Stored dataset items
★ ★ ★ ★ ★

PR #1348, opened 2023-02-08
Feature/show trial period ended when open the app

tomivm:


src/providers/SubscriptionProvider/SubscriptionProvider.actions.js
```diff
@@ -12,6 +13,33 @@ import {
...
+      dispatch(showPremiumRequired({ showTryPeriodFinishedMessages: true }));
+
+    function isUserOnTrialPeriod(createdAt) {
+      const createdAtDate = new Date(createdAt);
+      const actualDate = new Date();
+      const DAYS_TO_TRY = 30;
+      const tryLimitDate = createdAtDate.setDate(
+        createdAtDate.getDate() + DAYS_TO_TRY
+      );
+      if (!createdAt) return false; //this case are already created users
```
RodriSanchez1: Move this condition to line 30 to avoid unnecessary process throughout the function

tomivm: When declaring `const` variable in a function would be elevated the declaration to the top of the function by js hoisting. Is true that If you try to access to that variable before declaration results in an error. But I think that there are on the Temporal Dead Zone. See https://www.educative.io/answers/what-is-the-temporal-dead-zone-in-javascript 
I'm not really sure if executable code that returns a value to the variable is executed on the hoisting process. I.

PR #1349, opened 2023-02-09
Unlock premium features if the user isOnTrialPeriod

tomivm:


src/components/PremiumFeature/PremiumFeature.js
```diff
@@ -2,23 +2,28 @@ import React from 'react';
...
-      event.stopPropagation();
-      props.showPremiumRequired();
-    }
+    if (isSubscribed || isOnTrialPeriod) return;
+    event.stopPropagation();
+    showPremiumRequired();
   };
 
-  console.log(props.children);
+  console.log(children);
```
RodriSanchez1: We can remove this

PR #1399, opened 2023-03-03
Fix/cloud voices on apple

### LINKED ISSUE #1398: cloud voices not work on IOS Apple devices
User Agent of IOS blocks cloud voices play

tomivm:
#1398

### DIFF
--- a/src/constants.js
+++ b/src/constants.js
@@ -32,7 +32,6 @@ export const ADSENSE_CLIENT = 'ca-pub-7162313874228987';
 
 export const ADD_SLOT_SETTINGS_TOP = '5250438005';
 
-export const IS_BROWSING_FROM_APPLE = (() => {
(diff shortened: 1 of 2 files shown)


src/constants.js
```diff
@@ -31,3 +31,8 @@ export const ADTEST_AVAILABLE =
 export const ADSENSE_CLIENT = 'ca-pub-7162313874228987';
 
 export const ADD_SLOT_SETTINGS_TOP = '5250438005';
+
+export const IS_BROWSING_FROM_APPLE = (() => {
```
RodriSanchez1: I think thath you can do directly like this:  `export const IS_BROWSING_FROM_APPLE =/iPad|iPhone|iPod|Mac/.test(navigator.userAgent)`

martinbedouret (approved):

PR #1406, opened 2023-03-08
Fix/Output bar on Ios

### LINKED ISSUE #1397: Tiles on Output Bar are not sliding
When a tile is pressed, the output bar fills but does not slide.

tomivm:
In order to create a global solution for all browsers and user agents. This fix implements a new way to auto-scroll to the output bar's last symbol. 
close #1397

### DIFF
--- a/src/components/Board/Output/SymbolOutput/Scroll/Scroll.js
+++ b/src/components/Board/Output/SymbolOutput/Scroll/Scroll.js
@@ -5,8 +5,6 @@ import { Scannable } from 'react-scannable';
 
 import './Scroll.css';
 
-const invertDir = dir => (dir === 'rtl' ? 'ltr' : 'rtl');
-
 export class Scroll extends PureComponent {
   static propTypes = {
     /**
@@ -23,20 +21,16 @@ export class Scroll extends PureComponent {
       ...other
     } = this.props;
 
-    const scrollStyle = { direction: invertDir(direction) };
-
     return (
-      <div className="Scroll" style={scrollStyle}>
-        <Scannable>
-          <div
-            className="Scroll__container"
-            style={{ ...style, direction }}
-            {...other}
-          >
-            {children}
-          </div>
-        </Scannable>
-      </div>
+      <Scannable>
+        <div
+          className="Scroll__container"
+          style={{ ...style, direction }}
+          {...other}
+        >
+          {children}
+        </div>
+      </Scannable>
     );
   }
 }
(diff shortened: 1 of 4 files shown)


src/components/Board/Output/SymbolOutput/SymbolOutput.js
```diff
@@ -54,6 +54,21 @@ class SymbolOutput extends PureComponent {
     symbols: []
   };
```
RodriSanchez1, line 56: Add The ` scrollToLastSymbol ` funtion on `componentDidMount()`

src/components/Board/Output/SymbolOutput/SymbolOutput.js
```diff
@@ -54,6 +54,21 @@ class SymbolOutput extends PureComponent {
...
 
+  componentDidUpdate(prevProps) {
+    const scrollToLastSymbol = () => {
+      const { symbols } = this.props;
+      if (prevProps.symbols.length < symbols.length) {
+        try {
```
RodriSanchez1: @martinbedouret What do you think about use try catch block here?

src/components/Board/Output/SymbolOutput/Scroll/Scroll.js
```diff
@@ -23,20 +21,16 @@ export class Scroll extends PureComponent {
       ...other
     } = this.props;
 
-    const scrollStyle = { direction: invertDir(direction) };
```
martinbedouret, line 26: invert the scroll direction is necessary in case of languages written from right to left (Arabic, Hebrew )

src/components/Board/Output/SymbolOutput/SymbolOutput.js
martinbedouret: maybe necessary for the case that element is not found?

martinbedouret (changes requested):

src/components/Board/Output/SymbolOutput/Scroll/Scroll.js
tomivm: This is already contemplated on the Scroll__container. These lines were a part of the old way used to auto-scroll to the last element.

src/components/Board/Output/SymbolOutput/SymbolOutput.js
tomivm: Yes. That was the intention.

★ ★ ★ ★ ★

**TASK GOAL:** Copy each line from the records above that includes the string "import".

**ANSWER AREA:**
@@ -12,6 +13,33 @@ import {
@@ -2,23 +2,28 @@ import React from 'react';
@@ -5,8 +5,6 @@ import { Scannable } from 'react-scannable';
 import './Scroll.css';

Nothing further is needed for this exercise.